__INSTRUCTIONS FOR THE TASK__
What is needed is an exact printout of all the data.

__Stored data__
PR #1061, opened 2023-06-24
libtiff: update to 4.5.1

bgilbert:
Upstream added a Windows resource file and refactored endian detection.


subprojects/packagefiles/libtiff/libtiff/meson.build
```diff
@@ -57,6 +57,13 @@ sources = files(
   'tif_@0@.c'.format(host_machine.system() == 'windows' ? 'win32' : 'unix'),
 )
 
+if host_machine.system() == 'windows' and meson.get_compiler('c').get_argument_syntax() == 'msvc'
```
neheb, line 60: Not compatible with MSYS2?

bgilbert: Personally I'd make the check less restrictive, but to be safe, I'm mirroring the one in the upstream CMakeLists.

bgilbert:
Okay, this is ready for review.

subprojects/packagefiles/libtiff/libtiff/meson.build
neheb: Fishy. I'd try just testing for windows.

bgilbert: Okay, done.

PR #1062, opened 2023-06-29
libpng: update to 1.6.40

bgilbert:
Drop manual `__aarch64__` definition on MSVC ARM64, since the underlying issue was fixed in libpng 1.6.38.

Disable Windows CRT deprecation warnings in both libpng and pngtest, as is done in the upstream CMakeLists.


subprojects/packagefiles/libpng/meson.build
```diff
@@ -18,8 +18,11 @@ include = include_directories('.')
 
 c_args = []
 
-if host_machine.system() == 'windows' and get_option('default_library') != 'static'
-  c_args += '-DPNG_BUILD_DLL'
+if host_machine.system() == 'windows'
+  c_args += ['-D_CRT_NONSTDC_NO_DEPRECATE', '-D_CRT_SECURE_NO_DEPRECATE']
```
neheb, line 22: still an issue. See clang-cl output.

btw: these are specific to msvc.

bgilbert: The config wasn't setting the defines for `pngtest`, only for `libpng`.  Fixed now.  The build still has warnings for zlib but not for anything in libpng.

`_CRT_NONSTDC_NO_DEPRECATE` is also respected by the mingw-w64 headers.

__SOLUTION TO THIS PROBLEM__
PR #1061, opened 2023-06-24
libtiff: update to 4.5.1

bgilbert:
Upstream added a Windows resource file and refactored endian detection.


subprojects/packagefiles/libtiff/libtiff/meson.build
```diff
@@ -57,6 +57,13 @@ sources = files(
   'tif_@0@.c'.format(host_machine.system() == 'windows' ? 'win32' : 'unix'),
 )
 
+if host_machine.system() == 'windows' and meson.get_compiler('c').get_argument_syntax() == 'msvc'
```
neheb, line 60: Not compatible with MSYS2?

bgilbert: Personally I'd make the check less restrictive, but to be safe, I'm mirroring the one in the upstream CMakeLists.

bgilbert:
Okay, this is ready for review.

subprojects/packagefiles/libtiff/libtiff/meson.build
neheb: Fishy. I'd try just testing for windows.

bgilbert: Okay, done.

PR #1062, opened 2023-06-29
libpng: update to 1.6.40

bgilbert:
Drop manual `__aarch64__` definition on MSVC ARM64, since the underlying issue was fixed in libpng 1.6.38.

Disable Windows CRT deprecation warnings in both libpng and pngtest, as is done in the upstream CMakeLists.


subprojects/packagefiles/libpng/meson.build
```diff
@@ -18,8 +18,11 @@ include = include_directories('.')
 
 c_args = []
 
-if host_machine.system() == 'windows' and get_option('default_library') != 'static'
-  c_args += '-DPNG_BUILD_DLL'
+if host_machine.system() == 'windows'
+  c_args += ['-D_CRT_NONSTDC_NO_DEPRECATE', '-D_CRT_SECURE_NO_DEPRECATE']
```
neheb, line 22: still an issue. See clang-cl output.

btw: these are specific to msvc.

bgilbert: The config wasn't setting the defines for `pngtest`, only for `libpng`.  Fixed now.  The build still has warnings for zlib but not for anything in libpng.

`_CRT_NONSTDC_NO_DEPRECATE` is also respected by the mingw-w64 headers.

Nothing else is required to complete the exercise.